Industrial-Strength Natural Language Processing in Python

syllogism · on March 15, 2017

Hi all,

Ironic timing here! We're just preparing the 1.7 release, which has a lot of nice changes, including the option of a much smaller model for English (50mb), to help people test faster.

This means that if you install the library right now, you'll have to redownload the data once the new version is released.

So, maybe wait until tomorrow to get started? Definitely our most ambivalent front-paging yet!

nickdavidhaynes · on March 15, 2017

Not sure exactly why this was posted today, since spaCy has been around at least a couple years, but - spaCy is a great tool, and I have a ton of respect for Matthew Honnibal, the main developer.

Coincidentally, I wrote a blog post [1] that went up just this morning that, in part, compares spaCy with the other giant in the Python NLP ecosystem, NLTK. TLDR - I think that, right now, the majority of users are better served by spaCy than NLTK.

[1] https://automatedinsights.com/blog/the-python-nlp-ccosystem-...

alando46 · on March 15, 2017

Nice write up!

est · on March 15, 2017

It only supports English and German. However you can try add other languages here https://spacy.io/docs/usage/adding-languages

syllogism · on March 15, 2017

We've got tokenizers and language data (e.g. stop lists) for a number of languages now. The statistical models for these will be coming soon.

bryanrasmussen · on March 16, 2017

but not tomorrow? If there are nltk packages for a language how difficult is it to move to Spacy?

I'm mainly interested in the Danish language right now, although I might also have a use for Italian so it would be nice to know so as to budget my time.

zeratul · on March 15, 2017

Ask HN: Could you suggest a fast library for converting documents into a sparse matrix representation (e.g., COO or CSR) in any programming language? I'm guessing C beats most of the implementation? But there is also the issue of efficient n-gram hashing/indexing.

syllogism · on March 15, 2017

Scikit-Learn's text vectorizer stuff is good. In spaCy you can do:

    import spacy
    import numpy
    from spacy.attrs import LOWER, IS_STOP

    nlp = spacy.load('en')
    doc = nlp(u'The quick brown fox...')
    array = doc.to_array([LOWER, IS_STOP])
    content = array[1, numpy.nonzero(array[0])]
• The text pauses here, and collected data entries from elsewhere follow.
PR #214, opened 2019-02-26
revise failure text

Trott:
* Correct spelling of _occurred_.
* Capitalize first word.
* Add punctuation.

### DIFF
--- a/scripts/trigger-jenkins-build.js
+++ b/scripts/trigger-jenkins-build.js
@@ -109,7 +109,7 @@ function triggerBuildIfValid (options) {
     triggerBuild(options, function onBuildTriggered (err, buildUrl) {
       if (err) {
         logger.error(err, 'Error while triggering Jenkins build')
-        return createPrComment(options, `@${options.author} sadly an error occured when I tried to trigger a build :(`)
+        return createPrComment(options, `@${options.author} Sadly, an error occurred when I tried to trigger a build. :(`)
       }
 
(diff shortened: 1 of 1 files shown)


scripts/trigger-jenkins-build.js
```diff
@@ -109,7 +109,7 @@ function triggerBuildIfValid (options) {
     triggerBuild(options, function onBuildTriggered (err, buildUrl) {
       if (err) {
         logger.error(err, 'Error while triggering Jenkins build')
-        return createPrComment(options, `@${options.author} sadly an error occured when I tried to trigger a build :(`)
+        return createPrComment(options, `@${options.author} Sadly, an error occurred when I tried to trigger a build. :(`)
```
refack: nit: `sadly` is not the first word in the sentence, the hail is.

Trott: I think it's debatable whether that is part of the sentence or simply something put there to notify the right person/get their attention. I wouldn't write: "Refael sadly an error occurred." It would be "Refael, sadly an error occurred." Or "Refael: Sadly an error occurred." The lack of punctuation after the hail makes it seem to me more "correct" to say that it is *not* part of the sentence. But that's certainly only my opinion and others may surely disagree. 
¯\\_(ツ)_/¯

If I had my druthers, it would probably be a colon:  `@example: Sadly, an error occurred.` If that seems good to you, I'd be happy to do that.

PR #221, opened 2019-03-20
Cache npm dependencies in Travis CI

phillipj:
While looking for some low hanging chores to do, I stumbled upon `.travis.yml`. Thought we might as well tell Travis to cache the npm dependencies to speed up our builds.

Knowing we've got the entire dependency tree locked down with `package-lock.json`, it can't hurt to cache them, right?

Refs https://docs.travis-ci.com/user/caching/#npm-cache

Personally I normally work in Cython when it needs to be fast. I find this more productive and more readable than trying to guess what numpy operations will be fast. So I would be doing:

    cdef void get_tokens(uint64_t* content, Doc doc) nogil:
        for i in range(doc.length):
            token = &doc.c[i] 
            if Lexeme.c_check_flag(token.lex.flags, IS_STOP):
                content[i] = token.lex.lower

mkesper · on March 15, 2017

Spacy seems quite fast while being reasonably accurate: https://spacy.io/docs/api/#benchmarks

nreece · on March 15, 2017

Does spaCy have a C# .NET wrapper, or can it be used from other languages/frameworks through a REST API?

I'm using the CoreNLP C# wrapper, so I'm wondering if something similar (.NET Core compatible) is available/doable for spaCy?

deepnotderp · on March 15, 2017

NLTK is pretty good as well.

Vaskivo · on March 15, 2017

I find That SpaCy is much more "plug and play" or "fire and forget".

NLTK is better as a learning tool and for messing around. SpaCy is better if you just want something that "just works".

snackai · on March 15, 2017

Really great tool, I currently work on a project that makes use of Spacy. Can't wait to push it into production.